No one with a real life who doesn’t have a live-in chef wakes up and cooks a healthy breakfast.  Most people who regularly consume breakfast are literally eating candy in the form of breakfast cereal or granola bars or Eggo waffles or fruit smoothies.  It makes complete sense that the most popular and widely-consumed breakfast foods in the US are sugary garbage:  We have no appetite because we’re burning fat and so it’s the only thing we can stomach… similar to desert after a big meal. There’s always room for desert, right?  Even in the morning. 

Still, with all of the science pointing toward skipping breakfast, nine out of ten nutritionists will still give you some garbage about how important it is and how you need to “kick start your metabolism”.  If someone is about to go running, it’s basically blasphemy to tell them to skip their morning sugar fix beforehand.   To anyone with half a brain, it should be clear that you DO NOT need breakfast to go sit in front of a computer for four hours before you eat lunch.  With exercise involved, it seems less clear.  I’m here to tell you that not only should you skip breakfast, but that skipping breakfast will make you a better runner as well. 

Burning fat is like anything else, you need to train in order to be good at it.  You need to develop fat burning enzymes.  You need your body to become efficient at accessing your fat stores for fuel.  We’ve all heard people talking about how even the leanest among us—people with less than 10% body fat—still have tens of thousands of calories stored on our bodies.  We’ve all got it.  The more we burn this fat, the better our bodies become at it. These calories become available to us more quickly.  Upon waking up, your body is already burning fat.  This is a good thing.  As soon as you shove a couple spoonfuls of that “healthy” cereal in your mouth, it all stops. 

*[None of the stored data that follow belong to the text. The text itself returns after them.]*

PR #9154, opened 2023-11-16
aws - update tag permissions, expand s3 assembly permissions, add missing config_types

kapilt:
when using resource group tagging, we need both the service permission as well the permission to the underlying service tag's api, annotate those onto resource metadata. for s3 expand out the separate permissions needed for each document.


ajkerrigan (approved):
This looks good to me, though based on the test failures maybe we need to update the [list of known Config resource types](https://github.com/cloud-custodian/cloud-custodian/blob/0e523b0f09a7ad92860711b1e5c2922e0d9afcd5/tests/test_policy.py#L375).

Have you been referencing [aws-config-resource-schema](https://github.com/awslabs/aws-config-resource-schema/tree/master/config/properties/resource-types) for that historically? Like diffing latest vs. whatever we already have?

kapilt:
> This looks good to me, though based on the test failures maybe we need to update the [list of known Config resource types](https://github.com/cloud-custodian/cloud-custodian/blob/0e523b0f09a7ad92860711b1e5c2922e0d9afcd5/tests/test_policy.py#L375).
> 
> Have you been referencing [aws-config-resource-schema](https://github.com/awslabs/aws-config-resource-schema/tree/master/config/properties/resource-types) for that historically? Like diffing latest vs. whatever we already have?

I haven't been using that, we've been using the shape in the config sdk which should have all of the types supported, but often doesn't because they don't seem to update the sdk with their supported types 🤷

PR #9147, opened 2023-11-15
Add AWS EC2 Capacity Reservation Resource

dehamzah:
Hi, I am trying to add new support to query the AWS resource ec2 capacity reservation. This is my first PR here, so please help with the review. Thank you.

This will close https://github.com/cloud-custodian/cloud-custodian/issues/6976

PR #9155, opened 2023-11-17
Fix EC2 Capacity Reservation Id

dehamzah:
Hi, sorry that my previous PR (https://github.com/cloud-custodian/cloud-custodian/pull/9147) is not working properly because I wrongly put the ID, after testing it again to find the resources, the resource ID is not shown in the report.


kapilt (approved):
thanks, lgtm.. this reminds me we should try and add a meta test to auto validate these. I'll file a separate ticket for that.

PR #9163, opened 2023-11-20
aws  - update glue connection to handle cases where theres no VPC on the resource

### LINKED ISSUE #9162: aws - glue connection has NoneType error when no VPC
### Describe the bug

When there is no VPC on the Glue connection resource, we get a `TypeError: 'NoneType' object is not iterable` error

Succeed in this case.

### Cloud Provider

Amazon Web Services (AWS)

```shell
Custodian:   0.9.32
Python:      3.9.6 (default, Aug 11 2023, 19:44:49) 
             [Clang 15.0.0 (clang-1500.0.40.1)]
```

### Policy

_No response_

```shell
ERROR    custodian.output:output.py:336 Error while executing policy
  File "/Users/timmygrable/Projects/cloud-custodian/c7n/policy.py", line 330, in run
  File "/Users/timmygrable/Projects/cloud-custodian/c7n/query.py", line 549, in resources
  File "/Users/timmygrable/Projects/cloud-custodian/c7n/manager.py", line 112, in filter_resources
  File "/Users/timmygrable/Projects/cloud-custodian/c7n/filters/vpc.py", line 98, in process
    related = self.get_related(resources)
  File "/Users/timmygrable/Projects/cloud-custodian/c7n/filters/related.py", line 49, in get_related
    return {r[model.id]: r for r in related
TypeError: 'NoneType' object is not iterable
```

_No response_

timmygrable:
Closes #9162


timmygrable:
test_ccmanager.py is failing CI build. Looking at slack, it seems to be known and a solution is being worked on.

ajkerrigan (approved):
Thanks, looks good to me :+1:

timmygrable:
After working to recreate the issue again, it turns out the exact cause is a subnet/VPC that doesn't exist anymore being on the resource. Additionally, when there is more than 1 resource, the policy run succeeds. I was only able to recreate it when there was 1 resource in glue-connection

ajkerrigan:
> After working to recreate the issue again, it turns out the exact cause is a subnet/VPC that doesn't exist anymore being on the resource. Additionally, when there is more than 1 resource, the policy run succeeds. I was only able to recreate it when there was 1 resource in glue-connection. This change resolves this error, and was covered in the unit test added.

Thanks for confirming the issue, fixing it and adding tests :heart:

Just like Dr. Phil Maffetone has made abundantly clear through his research performed on high-level endurance athletes, eating carbohydrates—especially any type of refined carb—has a devastating effect on our ability to burn fat.  As soon as we eat carbs, we lose access to our fat stores. 

So, if I’m about to go running at 10am and I wake up 7am and start eating a bunch of crap to “fuel” for my run, there will be no fat burning going on during my run, I’m not developing my ability to burn fat and I’m stuck being dependent on the glucose in my bloodstream for fuel throughout the run.  If I hold out until after the run, I’ll feel much better during because I don’t have to contend with the food I recently consumed moving through my GI tract, I’ll burn fat as my primary fuel source and I’ll become a better fat burner along the way. 

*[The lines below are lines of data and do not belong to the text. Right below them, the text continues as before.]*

PR #9165, opened 2023-11-21
awscc - update test to use a more stable resource for attribute checking

kapilt:
we had access config to eks due to an update on the awscc side, but then the change got removed upstream.

switch instead to a more stable resource like sqs.


tools/c7n_awscc/tests/test_ccmanager.py
```diff
@@ -11,13 +11,22 @@ def test_init_resource_access_analyzer():
 
 
 def test_update_schema():
-    klass = initialize_resource("eks_cluster")["EksCluster"]
-    update_schema = get_update_schema(klass.schema, "eks_cluster")
+    klass = initialize_resource("sqs_queue")["SqsQueue"]
+    update_schema = get_update_schema(klass.schema, "sqs_queue")
     assert set(update_schema["properties"]) == {
```
ajkerrigan, line 16: My only thought here is that an assertion like "the update schema has _at least_ these keys" is still useful and wouldn't die on upstream additions.

It'd still die on upstream _removals_, which seems useful.

```suggestion
    assert set(update_schema["properties"]) >= {
```

ajkerrigan (approved):
Seems reasonable to me, just one optional nit inline that might make the test less finicky.

PratMis (approved):
Looks good to me too, thanks for the PR @kapilt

Then, after the run, when my muscles and liver have been depleted of their glycogen, essentially making them giant sponges to soak up calories, I eat a big meal and replenish.  Breakfast is by no means the most important meal of the day.  The meal after your workout is the most important meal of the day.  And if you can get to that workout before eating (and especially before eating any carbs), you’ll have more energy all the time, never becoming a slave to your blood sugar swings, always utilizing fat as fuel.  

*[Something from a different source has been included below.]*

PR #9167, opened 2023-11-21
aws - ec2 query parser should be scoped to describe source only

kapilt:
else parameters for a source like aws config result in error.

policy queries top level key are source specific.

If you’re not going running until 7pm and you’ve got a long day ahead of you, I would still skip breakfast and don’t think about eating until you start to develop an appetite later in the day, but then pay close attention to what you’re eating.  You should primarily be eating good fats: coconut oil, grass-fed butter, almonds, avocado, etc.  Eating good fats not only keeps you satiated for a long period of time (no blood sugar spikes and subsequent crashes) but they also help you burn the fat you’ve already got stored. 

One of my favorite things to do if I’m not running soon after waking is to put a teaspoon of coconut oil in my coffee.  That small amount of coconut oil can usually get me to two or three o’clock before I even start to think about food if I haven’t worked out.  I’m just burning fat. 

It’s time to stop being brainwashed.  Forget about breakfast.  It will make you healthier, leaner and a more efficient endurance athlete.